Ryan pursues extreme feats and pushes his physiology to the limits to gather data on how the human body recovers from stress and adrenaline.
“You can find all the research you want on the internet from PhDs and experts all you want, but there’s nothing that grabs your attention about that kind of thing. I want to do some thing epic and gnarly and make people turn their head, make people pay attention. And if I don’t do it myself, why should anyone believe me when I tell them that the causes, I’m working on are important?”
With his eyes set on the absurdly ambitious 7X Human Performance Project, Ryan will join four other former operators to achieve the seven-continent journey, pushing their bodies to climates from scorching hot to freezing cold, and dealing with the extreme differences in altitude and barometric pressure. The entire mission is in pursuit of data that they’ll immediately share with the medical world to better understand how physiology can affect brain health.

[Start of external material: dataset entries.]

PR #224, opened 2023-11-07
SM-270 - fingerprint ingest

rhvivancoeffio:
# Proposed Changes

### DIFF
--- a/internal/appmetrics/counters.go
+++ b/internal/appmetrics/counters.go
@@ -74,8 +74,8 @@ var (
 	FingerprintRequestCount = promauto.NewCounterVec(
 		prometheus.CounterOpts{
 			Name: "devices_api_fingerprint_request_count",
-			Help: "The total number of requests by the Fingerprint",
+			Help: "The total number of Fingerprint requests",
 		},
-		[]string{"protocol"},
+		[]string{"protocol", "status"},
 	)
 )
--- a/internal/appmetrics/counters.go
+++ b/internal/appmetrics/counters.go
@@ -70,4 +70,12 @@ var (
 		},
 		[]string{"method", "path", "status"},
 	)
+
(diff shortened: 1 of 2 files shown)


internal/appmetrics/counters.go
```diff
@@ -70,4 +70,12 @@ var (
 		},
 		[]string{"method", "path", "status"},
 	)
+
+	FingerprintRequestCount = promauto.NewCounterVec(
+		prometheus.CounterOpts{
+			Name: "devices_api_fingerprint_request_count",
+			Help: "The total number of requests by the Fingerprint",
```
JamesReate, line 77:
```suggestion
			Help: "The total number of Fingerprint requests",
```

internal/services/fingerprint/consumer.go
```diff
@@ -148,6 +150,8 @@ func (c *Consumer) HandleDeviceFingerprint(ctx context.Context, event *Event) er
 			c.logger.Error().Msgf("could not marshal userdevice metadata for device: %s", ad.R.VehicleToken.R.UserDevice.ID)
 			return err
 		}
+
+		appmetrics.FingerprintRequestCount.With(prometheus.Labels{"protocol": *md.CANProtocol}).Inc()
```
JamesReate, line 154: there could be a case where this would nil pointer dereference. Consider using the `protocol` variable above instead (returned by ExtractProtocol)

internal/appmetrics/counters.go
```diff
@@ -70,4 +70,12 @@ var (
...
+		},
+		[]string{"protocol"},
```
JamesReate, line 79: consider having labels for success and failed states? ie. when return err in consumer.go could increment the request count but with a failure label

PR #229, opened 2023-11-21
SI-2176-preload-jsonld-vc-issuer-2

Allyson-English:
this proposes a way to keep schema.org included in our `@context`


elffjs:
I don't really know what this is doing. Is it mergeable?

PR #237, opened 2023-12-13
SI-2213-amd-addr-reset-event

Allyson-English:
When an AftermarketDeviceAddressReset event is received, update the 0x address of the device to reflect the change

### Notes:
- ethereum_address is a primary key in the aftermarket_devices table so this deletes the record and re-inserts it
- regenerated registry.go

### DIFF
--- a/internal/contracts/registry.go
+++ b/internal/contracts/registry.go
@@ -26,8 +26,13 @@ var (
 	_ = common.Big1
 	_ = types.BloomLookup
 	_ = event.NewSubscription
-	_ = abi.ConvertType
 )
+
+// AftermarketDeviceIdAddressPair is an auto generated low-level Go binding around an user-defined struct.
+type AftermarketDeviceIdAddressPair struct {
+	AftermarketDeviceNodeId *big.Int
+	DeviceAddress           common.Address
+}
 
 // AftermarketDeviceInfos is an auto generated low-level Go binding around an user-defined struct.
 type AftermarketDeviceInfos struct {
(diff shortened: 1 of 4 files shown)


internal/services/contracts_events_consumer.go
```diff
@@ -689,6 +692,35 @@ func (c *ContractsEventsConsumer) dcnNewExpiration(e *ContractEventData) error {
 	return nil
 }
 
+// aftermarketDeviceAddressReset handles the event of the same name from the registry contract.
+func (c *ContractsEventsConsumer) aftermarketDeviceAddressReset(e *ContractEventData) error {
+	if e.ChainID != c.settings.DIMORegistryChainID || e.Contract != common.HexToAddress(c.settings.DIMORegistryAddr) {
```
Allyson-English, line 697: I noticed a comment elsewhere in this file that it would be great to remove this from each handler. Could we move it up to the case/ switch and group all events that are from a common contract together so we could just check it once?

internal/services/contracts_events_consumer.go
```diff
@@ -689,6 +692,35 @@ func (c *ContractsEventsConsumer) dcnNewExpiration(e *ContractEventData) error {
...
+	amd, err := models.AftermarketDevices(
+		models.AftermarketDeviceWhere.TokenID.EQ(utils.BigToDecimal(args.TokenId)),
+	).One(context.Background(), c.db.DBS().Reader)
+	if err != nil {
+		return err
+	}
+
+	amd.EthereumAddress = args.AftermarketDeviceAddress.Bytes()
+
+	return amd.Upsert(
```
elffjs, line 715: Why an upsert? `amd` exists. If it doesn't, this will probably fail because `serial` is required.

internal/services/contracts_events_consumer.go
```diff
@@ -689,6 +692,35 @@ func (c *ContractsEventsConsumer) dcnNewExpiration(e *ContractEventData) error {
...
+		context.Background(),
+		c.db.DBS().Writer,
+		true,
+		[]string{models.AftermarketDeviceColumns.EthereumAddress},
+		boil.Columns{Cols: []string{models.AftermarketDeviceColumns.EthereumAddress}},
```
elffjs, line 720: I think you want `boil.Whitelist`. And I think you may have to whitelist `updated_at` as well.

internal/services/contracts_events_consumer.go
elffjs: We should do that, but don't worry about it now.

internal/contracts/registry.go
```diff
@@ -26,9 +26,14 @@ var (
 	_ = common.Big1
 	_ = types.BloomLookup
 	_ = event.NewSubscription
-	_ = abi.ConvertType
 )
 
+// AftermarketDeviceIdAddressPair is an auto generated low-level Go binding around an user-defined struct.
```
elffjs, line 31: Ah, you regenerated, that's good.

internal/services/contracts_events_consumer.go
elffjs: Let's add a test too.

internal/services/contracts_events_consumer.go
```diff
@@ -689,6 +694,29 @@ func (c *ContractsEventsConsumer) dcnNewExpiration(e *ContractEventData) error {
...
+	_, err := queries.Raw(fmt.Sprintf(
+		`UPDATE devices_api.%s 
+		SET ethereum_address = decode('%s', 'hex')
+		WHERE token_id = %d;`,
+		models.TableNames.AftermarketDevices,
+		strings.TrimPrefix(args.AftermarketDeviceAddress.String(), "0x"),
+		args.TokenId,
+	)).Exec(c.db.DBS().Writer)
+	return err
+
```
elffjs, line 717:
```suggestion
```

internal/services/contracts_events_consumer.go
```diff
@@ -689,6 +694,28 @@ func (c *ContractsEventsConsumer) dcnNewExpiration(e *ContractEventData) error {
...
+	var args contracts.RegistryAftermarketDeviceAddressReset
+	if err := json.Unmarshal(e.Arguments, &args); err != nil {
+		return err
+	}
+
+	_, err := queries.Raw(fmt.Sprintf(
+		`UPDATE devices_api.%s 
+		SET ethereum_address = decode('%s', 'hex')
+		WHERE token_id = %d;`,
```
elffjs, line 711: Could we use `?` or `$1` or something for these? Is that allowed?

elffjs: I always have to check that `decode` is being used correctly. I think it is.

internal/services/contracts_events_consumer.go
```diff
@@ -689,6 +693,30 @@ func (c *ContractsEventsConsumer) dcnNewExpiration(e *ContractEventData) error {
 	return nil
 }
 
+// $1 is the updated aftermarket device address, $2 is the token id
+const aftermarketDeviceAddressResetQuery = `
```
elffjs, line 697: I'm kinda happier to have this inline. Is that picky?

elffjs (approved):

Each man training to complete the 7X mission received gut microbiome tests, stress tests, sleep tests, and advanced panels that cover everything from cardiovascular health to everything in between.
"This level of comprehensive testing helps paint a picture of overall health, nutrient deficiencies, and readiness for training for such an intense event,” said Thomas Pazdernik, Executive Director Sports Performance at Thorne. “By examining factors like sleep, stress response, and inflammation, we can determine what impacts health and performance for a mission of this caliber, and then we can supply the participants with the supplements they need in order to succeed.”
“Thorne was the first to get on board with this crazy plan.” – Ryan “Birdman” Parrott
Ryan believes that extreme adventure can unlock a happier, healthier brain. And he plans to prove it.
“When you look at the number of suicides in the veteran and first responder community, it’s absolutely astronomical,” he points out. “We’re damn good at breaking guys, and we’re good at teaching them how to eat like shit, perform on little to no sleep, and then after 20 years, we wonder why these people are falling apart.”
To lead a healthy life, Ryan believes, one doesn’t have to pursue extreme sports or push yourself to the limit. You just need a strong foundation. You need to pay attention to what you’re putting in your body, how much sleep you’re getting, and how you’re caring for yourself. That is crucial to addressing one’s psychological needs, especially if they’re someone who’s been exposed to trauma in the military or first responder worlds.
“If all we achieve by doing this crazy mission is catch the attention of one single person and convince them to pursue a healthier lifestyle, I’m ok with that,” he says. “Because this is supposed to be a force multiplier. Maybe that person will tell someone else, and then they’ll tell someone else.”
“It’s supposed to be a force multiplier.”